Preds %>% as_tibble() %>%
bind_cols(newdat, .) %>%
select(lrscale:se.fit) %>%
# Okay, there's going to be some hackiness (sic). First, we're going to create
# lower and upper bounds that are 90% intervals around +/- the standard error.
# Next, we're going to create a categorical variable from the female variable
# in a way that's super obvious. Next. We're going to create a categorical
# variable from the `lrscale` variable (ideo_lbl) that adds more intuitive
# labels. The \n you see there forces a linebreak for legibility in the label.
# You'll see what it does. Using the fct_inorder() forces it to be ordered
# because, otherwise, it would display 0, 10, 5 (i.e. furthest, furthest,
# middle) because of the alphabetical order. Because our data are already
# ordered, this is just a shortcut/cheat code to do what we want to do. In
# this case, it's because I know y'all might help to see the left in red and
# the right in blue.
mutate(lwr = fit - 1.645*se.fit,
upr = fit + 1.645*se.fit,
gndr_lbl = ifelse(female == 0, "Men", "Women"),
ideo_lbl = case_when(
lrscale == 0 ~ "Furthest\nLeft",
lrscale == 5 ~ "Middle",
lrscale == 10 ~ "Furthest\nRight"
),
ideo_lbl = fct_inorder(ideo_lbl)) %>%
ggplot(.,aes(gndr_lbl, fit, ymin=lwr, ymax=upr, color=ideo_lbl)) +
geom_pointrange(position = position_dodge(width = .1)) +
coord_flip() +
theme_minimal() +
labs(x = "", y = "Estimated Pro-Immigration Sentiment (with 90% Bounds)",
color = "")
What this tells me: the effect of increasing ideology on pro-immigration sentiment is stronger for the men than it is the women.
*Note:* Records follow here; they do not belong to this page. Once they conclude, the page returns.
PR #249, opened 2025-05-30
Debug contrastive nan

yawenzzzz:
Previously, I encountered Galileo + contrastive loss nan issue (https://beaker.allen.ai/orgs/ai2/workspaces/earth-systems/work/01JW9J3J0QP7ZG5V3FEQZ9AGZN?taskId=01JW9J3J1F1HBT8AF34902MMXM&jobId=01JW9M4RBZR9BZMB45K1ZC33V8), and it popped up mainly when I set `use_modalities_with_missing_timesteps = False`. 

What happened is: right now, when generating h5 samples, we require at least one multitemporal modality (S1, S2, or Landsat) but they can be less than 12 months. When `use_modalities_with_missing_timesteps = True` all the missing timesteps will be imputed, and if the longest time sequence is less than 12 months, we will pad at the end with `MISSING_VALUE`. However, when `use_modalities_with_missing_timesteps = False`, we will treat all modalities the same, by imputing entirely as `MISSING_VALUE`. This is the cause of hitting the contrastive nan issue, if the original multitemporal modality is less than 12 months, the whole sample will just be entirely `MISSING_VALUE` and there's nothing to encode and decode from that sample. Once we hit nothing to decode, then it will trigger the contrastive loss nan. 

I made three fixes here: 
(1) Remove `use_modalities_with_missing_timesteps` argument as we don't want to add entirely missing sample into the training, which provides no benefit in learning (we still want to keep samples that with some modalities being missing), and since the missing percentage is quite small, it's safe to just impute them.
(2) When subsetting, we always search from the valid temporal range instead of a random `start_t` this will increase the likelihood of getting the non-missing timesteps. 
(3) In the masking, instead of checking `batch.time` we now check `batch.valid_time` which finds the minimum number of the non-missing timesteps in a batch, so if there isn't sufficient non-missing timesteps, we will switch to space masking instead.

### DIFF
--- a/helios/data/dataset.py
+++ b/helios/data/dataset.py
@@ -231,10 +231,10 @@ class HeliosSample(NamedTuple):
         if self.timestamps is None:
             raise ValueError("Timestamps are not present in the sample")
         for i in range(self.timestamps.shape[0]):
-            unique_timesteps = torch.unique(self.timestamps[i])
+            unique_timesteps = torch.unique(self.timestamps[i], dim=0)
             min_valid_time = min(min_valid_time, unique_timesteps.shape[0])
         if min_valid_time < self.time:
-            logger.warning(
+            logger.debug(
                 f"valid_time is smaller than time: {min_valid_time} < {self.time}"
             )
         return min_valid_time
--- a/helios/train/masking.py
+++ b/helios/train/masking.py
@@ -646,6 +646,8 @@ class SpaceTimeMaskingStrategy(MaskingStrategy):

For women furthest to the left, their mean pro-immigration sentiment is 19.3. Furthest to the right: 14.3. That’s a min-max difference of about 5 points. For the men: the estimated pro-immigration sentiment for non-Scottish dudes furthest to the left is 21.2, which is interestingly higher than the women furthest to the left. However, the estimated pro-immigration sentiment for the men furthest to the right is 13.2. That’s a min-max difference of 8 points. Kinda cool, and kinda interesting as I’m doing this on the fly for the sake of this class.
There, is I suppose, an alternate interpretation that is largely consistent with the data but communicates a different mechanism happening here. In the above interpretation, I largely channeled the effect of ideology through men and women. There could also be a story to tell about why there is an apparent gender difference among those furthest to the left but no real gender differences among those furthest to the right. In this potential interpretation, there is a potential gender mechanism that’s being clustered on ideology, and why is it that the men and women are more like each other on this matter (in this simple model) among the most right whereas they are more different among those most to the left.
I’ll defer to you to make sense of the findings as you see fit, and why you think you see what you see (provided you treat such an obviously simple model as gospel truth about the UK population at this point in time). No matter, always look at your data. You might find something cool in there.